Consider the source. Consider whose company they are in. You may not know much about issue xyz but look and see who endorses them. If people you trust place trust in them.


11, 13, 15, 18, 21



I get it. It’s exhausting when they’re little. But you will never be so needed or so loved as you are during these years.


2, 3, 4



Zoom out! Perspective is your friend. At certain times in our lives we have the focus turned up so high that we don’t see beyond ourselves. (Adolescence is one of those times, totally natural.) Zoom out.

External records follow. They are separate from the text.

Issue #3701, opened 2026-06-24
[FEAT] MeshCore: Possibility to change the region directly in a channel


m0urs:
**Describe the solution you'd like**
I would like to change the region / scope for a particular channel just within the channel while I am sending a message. From time to time it is necessary to send a message with another scope than the one which is configured for a channel. So it would be much easier to do so from the channel itself and not via Configuration -> Edit Channel

Yeraze:
Thanks for the request! This is well-aligned with MeshMonitor's MeshCore scope architecture, so I've put together a plan below.

---

## Background

MeshMonitor already supports per-channel scope (region) via the `channels.scope` DB column (added in migration 100). When you send a message, the scope is resolved as:

```
Channel scope → Source default scope → null (unscoped)
```

The scope is asserted on the device immediately before each send via a `set_flood_scope` bridge command. This means adding a **per-message override** layer on top is a natural extension — it just becomes the new highest-priority resolution layer:

```
Per-message override → Channel scope → Source default scope → null
```

---

## Design clarification

Before diving in: reading "from time to time it is necessary to send a message with another scope," I'm interpreting this as wanting a **temporary per-message override** — the scope for that one message differs from the channel's configured scope, and after the send the channel scope goes back to normal (nothing is permanently changed).

If you actually want a **quick inline editor** that permanently updates the channel's configured scope without navigating to Configuration → Edit Channel, that's also doable, but a different (and simpler) implementation. Let me know if that's what you had in mind.

The plan below assumes **temporary per-message override**.

---

## Proposed Implementation Plan

### 1. Backend — `meshcoreManager.ts`

Modify the scope resolution chain to accept an optional override:

- **`sendMessage(text, toPublicKey?, channelIdx?, overrideScope?)`** — add `overrideScope?: string | null` parameter
- **`performScopedSend(text, toPublicKey?, channelIdx?, overrideScope?)`** — thread the override through
- **`resolveScopeForSend(channelIdx?, overrideScope?)`** — add the override as the highest-priority source:
  ```
  overrideScope ?? channelScope ?? defaultScope ?? null
  ```

The override is ephemeral — it exists only for the duration of that single send call and is never persisted.

### 2. API Route — `meshcoreRoutes.ts`

Extend `POST /api/sources/:id/meshcore/messages/send`:

- Accept optional `overrideScope` in the request body
- Apply the same validation as channel scope: 1–63 chars, alphanumeric + hyphen, optional leading `#` stripped
[...]

PR #3855, opened 2026-06-29
feat(meshcore): Reply button on channel messages (mention + originating scope) (#3851)

### LINKED ISSUE #3851: [FEAT] MeshCore: Possibility to "answer" resp. "answer with scope" to a channel message
I would like to have a possibility to "answer" to a channel message. This means the sender of that message should be prepopulated in the new message line with the following syntax:

@[Sender Name]:

which will creete a "mention".

In addition there should be a second option with the same functionality but also send the answer with the same scope as the original message.

This functionality is e.g. already implemented in the Kiekr.App:

Image

Image

Yeraze:
Closes #3851.

## What
Adds a **↩ Reply** affordance to received MeshCore **channel** messages (mirrors the Meshtastic reply UX). Clicking it:
1. **Prefills** the composer with the MeshCore mention syntax — `@[Sender Name]: ` — and focuses the input (caret at end).
2. **Sets the send scope** to the *same scope the original message arrived on*, so a reply to a regional message floods to that region.

This is the maintainer's framing of #3851 ("a Reply button that uses the meshcore syntax… and automatically uses the originating message's scope").

## How
A reply click happens inside `MeshCoreMessageStream` (it owns the composer), while the scope lives in `MeshCoreChannelsView`:

- **`MeshCoreMessageStream`** — new optional `onReply?(message)` prop. The Reply button renders for **received channel messages only** (`onReply && isChannel && !outgoing`). On click it prefills `draft` with `@[<fromName>]: `, focuses the input, and calls `onReply(m)`.
- **`MeshCoreChannelsView`** — passes `onReply={handleReply}`, which maps the message's scope to the send scope and reveals the existing scope-override widget so the operator can see/edit it:
  - `scopeName` present → that region
  - `scopeCode === 0` (arrived unscoped) → `''` (unscoped)
  - scoped-but-**unknown** region (`scopeCode > 0`, no resolvable name) → left at the channel/source default — the region name isn't recoverable from the HMAC transport code, so it can't be replicated.
- **DM view** passes no `onReply`, so DMs are unchanged. The send path already accepts a per-message scope (#3701/#3833) — **no backend change**.

## Testing
- `MeshCoreMessageStream.test.tsx`: Reply button shows on a received channel message and prefills `@[Alice]: ` + fires `onReply`; hidden for outgoing messages and when `onReply` is omitted (DM view).
- `MeshCoreChannelsView.test.tsx`: replying to a scoped message sets the send scope to its region; replying to an unscoped (`scopeCode 0`) message sets it to `''`.
- **Full Vitest suite: 8389 passing, 0 failures.** Typecheck + `vite build` clean.

### DIFF
--- a/src/components/MeshCore/MeshCoreChannelsView.test.tsx
+++ b/src/components/MeshCore/MeshCoreChannelsView.test.tsx
@@ -71,6 +71,7 @@ function makeActions(overrides: Partial<MeshCoreActions> = {}): MeshCoreActions 
     // component swallows failures, but mocking them avoids unhandled rejections.
     getDefaultScope: vi.fn().mockResolvedValue(''),
     discoverRegions: vi.fn().mockResolvedValue({ regions: [] }),
+    fetchSavedRegions: vi.fn().mockResolvedValue([]),
     ...overrides,
   };
 }
@@ -619,5 +620,19 @@ describe('MeshCoreChannelsView — reply uses the originating scope (#3851)', ()
     fireEvent.click(screen.getByRole('button', { name: 'Reply' }));
     const scopeInput = (await screen.findByLabelText('Send scope')) as HTMLInputElement;
     expect(scopeInput.value).toBe('');
+  });
+
+  it('leaves the scope at the default for a scoped-but-unknown message (HMAC code, no name)', async () => {
+    const unknown: MeshCoreMessage[] = [
+      { id: 'r0x', fromPublicKey: 'channel-0', fromName: 'Dee', text: 'mystery scope', timestamp: 1000, scopeCode: 4242 },
+    ];
+    render(
+      <MeshCoreChannelsView messages={unknown} contacts={contacts} status={makeStatus()} actions={makeActions()} baseUrl="" sourceId="src-a" />,
+    );
+    await waitFor(() => screen.getByText('mystery scope'));
+    fireEvent.click(screen.getByRole('button', { name: 'Reply' }));
+    // Region name isn't recoverable from the code → scope override stays hidden
+    // (the reply falls back to the channel/source default).
+    expect(screen.queryByLabelText('Send scope')).toBeNull();
   });
 });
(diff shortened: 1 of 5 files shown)


Yeraze:
Thanks — addressed the actionable items in e505396e:
- **#6 empty-name fallback** → test added: an anonymous channel message (no `fromName`, no contact) → empty draft, but `onReply`/scope still propagates.
- **#7 scoped-but-unknown** → test added: `scopeCode > 0` with no `scopeName` leaves the scope at the channel default (override widget stays hidden).
- **#3 makeActions mock** → added the missing `fetchSavedRegions` so the on-mount regions path is exercised, not silently swallowed.
- **#4** → simplified to `m.scopeName?.trim()`.

On the rest (no change):
- **#2 hex-prefix fallback** → doesn't apply here: for a **channel** message `fromPublicKey` is the synthetic `channel-N`, not a real key, so `substring(0,8)` would yield `"channel-"`, not a usable mention. An anonymous channel message has no name to mention, so empty-draft-but-focused is the correct fallback.
- **#1 `isChannel`** → correct as-is; the `!outgoing` co-guard makes it safe (documented).
- **#5/#8 focus via rAF / #9 MENTION_RE** → working as intended.

Yeraze:
Addressed the a11y note in the latest commit: the Reply `<button>` is no longer nested inside the timestamp `<span>` — both now live in a `.mc-message-meta` sibling group, so the button is adjacent to the time rather than a child of it. No visual/behavioral change.

On the other re-raised item (short-hex fallback for anonymous senders): it still doesn't apply to **channel** messages — `fromPublicKey` is the synthetic `channel-N`, so `substring(0,8)` yields `"channel-"`, not a usable mention. A channel message with no parsed `fromName` has no sender identity to mention, so the empty-but-focused composer is the correct behavior (and the scope still applies). Holding on that one.

Yeraze:
On the scope-persistence note: intentional and consistent with the existing per-channel scope-override widget, which is a persistent control (it stays set once shown, with a visible affordance to clear/edit). Reply simply populates+reveals it rather than introducing a separate one-shot mode, so subsequent messages in that channel honor the same visible scope until the operator clears it. The inline onSend is a pre-existing pattern (no memoization on the stream). Both non-blocking — merging.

You’ll feel better.


13, 15, 17, 21



Avoid commenting on the number of children someone has (or doesn’t have.) Its none of your business to ask why a couple doesn’t have kids or remark if they announce they’re pregnant with their 7th (other than to say “Congratulations.”)


15, 21



“Anger is a wonderful catalyst but a terrible companion.” - Brene Brown


15, 21



You should feel safe with friends. They shouldn’t try to get you hurt or in trouble. Anyone who makes you feel unsafe is not your friend.


8-15



If there’s a ever a bird in the house, close the interior doors, open the doors to the outside and shoo it out with a broom.


18



When you know better, do better. No one is born a fully actualized human being! We are all in the process of becoming who we wish to be.


16, 21



Kitchen knife skills. Know how to properly and safely cut, slice, chop, dice, carve, etc.


15, 21



Give books. Inscribe them. Just a line or two can turn a good book into a treasure. Great for any occasion.


17



Share a few of our most embarrassing moments. Teach them it’s okay to laugh at yourself and even when you’re mortified in the moment being embarrassed isn’t fatal. (And it happens to everyone.)


11



There are a lot of people I care about. But I’ve decided there are only four whose opinion of me I care about: My kid, my god, myself and my dog.


18



Spread kindness like confetti.


12, 21



“Courage is cheaper than Channel. It works better too.” - Scott Galloway


14, 15, 16, 21



Home is where they love you.


13, 17, 21



Speak up when it’s called for: Fight injustice, stand up for others, etc. but shut the F up if you’re thinking about offering an unsolicited opinion or advice about anything you’re not personally an expert in.